▶ [Work task]
Which lines of the records below contain the word "reconciler"? Copy each of them out.

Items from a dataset
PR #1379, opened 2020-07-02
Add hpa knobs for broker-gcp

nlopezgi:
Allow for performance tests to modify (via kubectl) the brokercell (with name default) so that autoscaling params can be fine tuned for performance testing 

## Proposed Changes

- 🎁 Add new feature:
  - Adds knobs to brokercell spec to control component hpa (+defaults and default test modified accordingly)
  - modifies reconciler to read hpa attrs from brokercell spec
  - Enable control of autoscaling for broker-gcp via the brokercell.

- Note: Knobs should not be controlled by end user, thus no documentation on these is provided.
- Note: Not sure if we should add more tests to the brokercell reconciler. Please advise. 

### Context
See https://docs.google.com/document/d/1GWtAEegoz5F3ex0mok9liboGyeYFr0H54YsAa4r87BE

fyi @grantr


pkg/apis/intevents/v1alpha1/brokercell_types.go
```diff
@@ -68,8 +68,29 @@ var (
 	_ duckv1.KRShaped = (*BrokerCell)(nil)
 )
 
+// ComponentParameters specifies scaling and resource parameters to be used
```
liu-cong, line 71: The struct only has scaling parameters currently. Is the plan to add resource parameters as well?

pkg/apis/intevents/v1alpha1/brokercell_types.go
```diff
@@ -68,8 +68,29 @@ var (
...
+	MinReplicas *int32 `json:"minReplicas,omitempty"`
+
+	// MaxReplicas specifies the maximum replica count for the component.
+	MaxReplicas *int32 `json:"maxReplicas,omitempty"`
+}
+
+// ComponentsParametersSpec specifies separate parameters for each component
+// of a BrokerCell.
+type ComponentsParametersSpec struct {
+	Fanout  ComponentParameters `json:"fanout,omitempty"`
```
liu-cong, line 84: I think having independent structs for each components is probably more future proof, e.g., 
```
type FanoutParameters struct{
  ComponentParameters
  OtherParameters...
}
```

==

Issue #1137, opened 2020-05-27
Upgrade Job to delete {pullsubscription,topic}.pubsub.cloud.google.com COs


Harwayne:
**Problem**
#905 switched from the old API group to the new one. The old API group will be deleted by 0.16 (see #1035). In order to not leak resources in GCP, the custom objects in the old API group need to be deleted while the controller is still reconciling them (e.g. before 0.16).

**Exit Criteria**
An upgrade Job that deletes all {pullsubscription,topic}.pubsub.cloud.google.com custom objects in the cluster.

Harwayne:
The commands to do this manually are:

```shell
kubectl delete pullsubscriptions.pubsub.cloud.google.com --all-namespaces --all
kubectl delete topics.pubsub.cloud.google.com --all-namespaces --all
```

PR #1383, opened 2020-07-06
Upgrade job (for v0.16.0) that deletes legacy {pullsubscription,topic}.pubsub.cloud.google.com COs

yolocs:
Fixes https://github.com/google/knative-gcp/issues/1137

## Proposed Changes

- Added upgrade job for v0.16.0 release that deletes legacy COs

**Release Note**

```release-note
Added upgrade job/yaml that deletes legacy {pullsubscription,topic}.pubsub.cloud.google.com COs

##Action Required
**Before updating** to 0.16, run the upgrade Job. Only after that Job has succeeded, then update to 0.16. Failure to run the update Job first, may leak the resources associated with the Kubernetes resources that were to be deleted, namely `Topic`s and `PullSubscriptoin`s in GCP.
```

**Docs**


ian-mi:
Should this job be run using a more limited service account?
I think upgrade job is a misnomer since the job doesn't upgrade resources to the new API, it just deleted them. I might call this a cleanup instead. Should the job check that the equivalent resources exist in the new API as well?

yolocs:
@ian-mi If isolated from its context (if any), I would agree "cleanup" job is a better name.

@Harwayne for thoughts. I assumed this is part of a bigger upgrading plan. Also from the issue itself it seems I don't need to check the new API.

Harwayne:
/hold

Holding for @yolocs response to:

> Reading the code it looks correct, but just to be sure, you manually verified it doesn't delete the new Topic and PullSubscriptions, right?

▶ [Output of the task]
  - modifies reconciler to read hpa attrs from brokercell spec
- Note: Not sure if we should add more tests to the brokercell reconciler. Please advise. 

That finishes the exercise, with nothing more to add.